**DIRECTIONS**
Pull every line containing "take" from the entries.

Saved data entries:
PR #950, opened 2020-12-01
Support .xz file format

albertvillanova:
Add support to extract/uncompress files in .xz format.


lhoestq (approved):
Very clean thank you :)

I also like the use of fixtures. That's something we'll use more in the future imo

PR #952, opened 2020-12-01
Add orange sum

moussaKam:
Add OrangeSum a french abstractive summarization dataset. 

Paper: [BARThez: a Skilled Pretrained French Sequence-to-Sequence Model](https://arxiv.org/abs/2010.12321)


datasets/orange_sum/README.md
```diff
@@ -0,0 +1,171 @@
...
+  "source_datasets": [
+    "original"
+  ],
+  "size_categories": [
+    "10K<n<100K"
+  ],
+  "licenses": [
+    "unknown"
+  ]
+}
```
lhoestq, line 30: We actually expect yaml here, sorry if it was clear (even though the tagger allows to show both json and yaml)


```suggestion
annotations_creators:
- found
language_creators:
- found
languages:
- fr
licenses:
- unknown
multilinguality:
- monolingual
size_categories:
- 10K<n<100K
source_datasets:
- original
task_categories:
- conditional-text-generation
task_ids:
- summarization
```

lhoestq (approved):
Very nice job thank you !

we can merge after replacing json with yaml for the tags

PR #953, opened 2020-12-01
added health_fact dataset 

bhavitvyamalik:
Added dataset Explainable Fact-Checking for Public Health Claims (dataset_id: health_fact)


lhoestq (commented):
Cool thank you for adding this one !

I left a few comments about the usage of the `-1` value as a placeholder when labels are missing.

Also could you add the dataset card please ? you can find more info here : https://github.com/huggingface/datasets/blob/master/ADD_NEW_DATASET.md#tag-the-dataset-and-write-the-dataset-card
Only the yaml tags at the top are mandatory.
If you feel like adding the rest of the rest of the paragraphs take too much time you can just leave the fields as `[More Information Needed]`

bhavitvyamalik:
Hi @lhoestq,
Initially I tried int(-1) only in place of nan labels and missing values but I kept on getting this error ```pyarrow.lib.ArrowTypeError: Expected bytes, got a 'int' object``` maybe because I'm sending int values (-1) to objects which are string type

bhavitvyamalik:
Or should I stick to "-1" only wherever it sees nan labels or missing values in dataset and just before yielding I can put a check if label is "-1" then convert it to int(-1)? It'll ensure my other fields are string values ("-1") and labels are int values int(-1). Just checked and it's working fine. Let me know if it's correct, I'll push the code. Finishing my dataset card in another hour. Thanks!

lhoestq (approved):
Nice thank you very much !

PR #957, opened 2020-12-01
Isixhosa ner corpus

yvonnegitau:


lhoestq (approved):
Perfect !
thanks for adding these two datasets, african languages datasets are very valuable

PR #963, opened 2020-12-01
add CODAH dataset

patil-suraj:
Adding CODAH dataset.

More info:
https://github.com/Websail-NU/CODAH


datasets/codah/codah.py
```diff
@@ -0,0 +1,140 @@
...
+        ),
+        CodahConfig(
+            name="fold_2", version=datasets.Version("1.0.0"), description="Official CV split (fold_2)", fold="fold_2"
+        ),
+        CodahConfig(
+            name="fold_3", version=datasets.Version("1.0.0"), description="Official CV split (fold_3)", fold="fold_3"
+        ),
+        CodahConfig(
+            name="fold_4", version=datasets.Version("1.0.0"), description="Official CV split (fold_4)", fold="fold_4"
+        ),
```
patil-suraj, line 90: The dataset contains official CV folds, included those here along with full dataset

datasets/codah/codah.py
```diff
@@ -0,0 +1,140 @@
...
+    ]
+
+    def _info(self):
+        return datasets.DatasetInfo(
+            description=_DESCRIPTION,
+            features=datasets.Features(
+                {
+                    "id": datasets.Value("int32"),
+                    "question_category": datasets.Value("string"),
```
patil-suraj, line 99: since the goal of this dataset is not to classify question category , using type `string`. Wdyt @yjernite ?

lhoestq: I would still use ClassLabel but no strong opinion on that.

lhoestq (commented):
Looks pretty good !

Don't forget to add at least the yaml tags of the dataset card 
You can find more info here : https://github.com/huggingface/datasets/blob/master/ADD_NEW_DATASET.md#tag-the-dataset-and-write-the-dataset-card
Only the yaml tags are mandatory, if you feel like the rest of the paragraphs take too much time to add you can leave them as `[More Information Needed]`

datasets/codah/codah.py
yjernite: I like ClassLAbel if it's not too much of a pain to collect the label set: it's more self-explanatory.

lhoestq (approved):
LGTM ! thanks

PR #964, opened 2020-12-01
Adding the WebNLG dataset

yjernite:
This PR adds data from the WebNLG challenge, with one configuration per release and challenge iteration.

More information can be found [here](https://webnlg-challenge.loria.fr/)

Unfortunately, the data itself comes from a pretty large number of small XML files, so the dummy data ends up being quite large (8.4 MB even keeping only one example per file).


yjernite:
This is task is part of the GEM suite so will actually need a more complete dataset card. I'm taking a break for now though and will get back to it before merging :)

datasets/web_nlg/web_nlg.py
```diff
@@ -0,0 +1,247 @@
...
+            )
+            for spl, dir_suffix_list in _FILE_PATHS[self.config.name].items()
+        ]
+
+    def _generate_examples(self, filedirs):
+        """ Yields examples. """
+
+        id_ = 0
+        for xml_location in filedirs:
+            for xml_file in glob(pjoin(xml_location, "*.xml")):
```
lhoestq, line 242: Could you sort the files using `sorted` for examples ?
Since we want the dataset to always have the examples in the same order, then we want the script to always iter through file list in the same order, no matter the environment.

lhoestq (commented):
Nice ! good job on parsing those files

About the dummy data we can probably remove some unused dummy files.

For example since we're using `glob`, then we can just remove most of the files and only keep one per task no ? as long as there is at least one `xml_file ` that yields a few examples it's fine.

Let me know if that does the trick. I would like to keep the repo lightweight, or it will take ages to clone in the future for those with slow connections

PR #976, opened 2020-12-02
Arabic pos dialect

mcmillanmajora:
A README.md and loading script for the Arabic POS Dialect dataset. The README is missing the sections on personal information, biases, and limitations, as it would probably be better for those to be filled by someone who can read the contents of the dataset and is familiar with Arabic NLP.


datasets/arabic_pos_dialect/arabic_pos_dialect.py
```diff
@@ -0,0 +1,129 @@
...
+        super(ArabicPosDialectConfig, self).__init__(**kwargs)
+        assert dialect in _DIALECTS, ("Invalid dialect code: %s", dialect)
+        self.dialect = dialect
+
+
+class ArabicPosDialect(datasets.GeneratorBasedBuilder):
+    """POS-tagged Arabic tweets in four major dialects."""
+
+    VERSION = datasets.Version("1.1.0")
+
```
lhoestq, line 67:
```suggestion
    BUILDER_CONFIG_CLASS = ArabicPosDialectConfig
```
we need that to specify that we use a custom config

datasets/arabic_pos_dialect/arabic_pos_dialect.py
```diff
@@ -0,0 +1,129 @@
...
+            description=_DESCRIPTION,
+            features=datasets.Features(
+                {
+                    "Fold": datasets.Value("int32"),
+                    "SubFold": datasets.Value("string"),
+                    "SentID": datasets.Value("int32"),
+                    "Order": datasets.Value("int32"),
+                    "Word": datasets.Value("string"),
+                    "Segmentation": datasets.Value("string"),
+                    "POS": datasets.Value("string"),
```
lhoestq, line 90: We can make the features more practical to use IMO if use the sentences instead of the words.
For example we can use these features:
```python
features=datasets.Features(
    {
        "Fold": datasets.Value("int32"),
        "SubFold": datasets.Value("string"),
        "tokens": datasets.Sequence(datasets.Value("string")),
        "ner_tags": datasets.Sequence(datasets.ClassLabel(names=ner_labels_list)),
        "pos_tags": datasets.Sequence(datasets.ClassLabel(names=pos_labels_list)),
    }
)
```
This way it's easier to use to train a model and it is also consistent with the format of the other NER and POS datasets

What do you think ?

lhoestq (commented):
Thanks for adding this one !

I added a suggestion about the feature types and about grouping the words in sentences.
Let me know what you think

datasets/arabic_pos_dialect/arabic_pos_dialect.py
mcmillanmajora: `Segmentation` doesn't refer to NER tags. It refers to morphemes. So I could see the sentence version being:
```
features=datasets.Features(
    {
        "Fold": datasets.Value("int32"),
        "SubFold": datasets.Value("string"),
        "tokens": datasets.Sequence(datasets.Value("string")),
        "segments": datasets.Sequence(datasets.Value("string")),
        "pos_tags": datasets.Sequence(datasets.ClassLabel(names=pos_labels_list)),
    }
)
```
The POS tags also correspond to the segments rather than the words, so a single word can have multiple POS tags connected with `+` like `PROG_PART+V+PRON`. We could collect all the POS tag combinations in the dataset to make the ClassLabel list, but I think decoupling the tags would result in a loss of information as you wouldn't have the word boundaries anymore.

lhoestq:
looks like this PR includes changes about many other files than the oens for Araboc POS Dialect

Can you create a another branch and another PR please ?

mcmillanmajora:
Sorry! I'm not sure how I managed to do that. I'll make a new branch.

PR #995, opened 2020-12-02
added dataset circa

bhavitvyamalik:
Dataset Circa added. Only README.md and dataset card left


datasets/circa/circa.py
```diff
@@ -0,0 +1,154 @@
...
+    VERSION = datasets.Version("1.1.0")
+
+    def _info(self):
+        features = datasets.Features(
+            {
+                "context": datasets.Value("string"),
+                "question-X": datasets.Value("string"),
+                "canquestion-X": datasets.Value("string"),
+                "answer-Y": datasets.Value("string"),
+                "judgements": datasets.Value("string"),
```
lhoestq, line 63: We could make `judgements` a sequence of labels by splitting on the `#` if I understand correctly. What do you think ?

lhoestq (commented):
Thanks for adding this one !

I left one comment.

Also could you add the tags in the dataset card ? it's the yaml part at the top of the dataset card. You can find more info here : https://github.com/huggingface/datasets/blob/master/ADD_NEW_DATASET.md#tag-the-dataset-and-write-the-dataset-card
You can leave the paragraphs with `[More Information Needed]`

datasets/circa/circa.py
bhavitvyamalik: In their paper and in the dataset, ```judgement``` is a combination of results which 5 annotators marked separated by```#```. They use majority judgement as the gold standard, subject to at least three annotators making that judgement. I reckon they'll eventually need gold standard for the question-answer-pair-classification task. Hence, I marked its value as string and not sequence of labels.

lhoestq (approved):
Thanks for adding this one !

k125-ak (commented):
I will be taking action on all the spying going on on my phone

datasets/circa/circa.py
k125-ak: I will be taking action agony all of this spying that has been requested my a company that does not exists. AKA boyfriend. Which you should be checking into

k125-ak: > I will be taking action agony all of this spying that has been requested my a company that does not exists. AKA boyfriend. Which you should be checking into

thomwolf:
Blocked @k125-ak ;) Bye-bye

**TASK RESULT**
If you feel like adding the rest of the rest of the paragraphs take too much time you can just leave the fields as `[More Information Needed]`
Only the yaml tags are mandatory, if you feel like the rest of the paragraphs take too much time to add you can leave them as `[More Information Needed]`
Let me know if that does the trick. I would like to keep the repo lightweight, or it will take ages to clone in the future for those with slow connections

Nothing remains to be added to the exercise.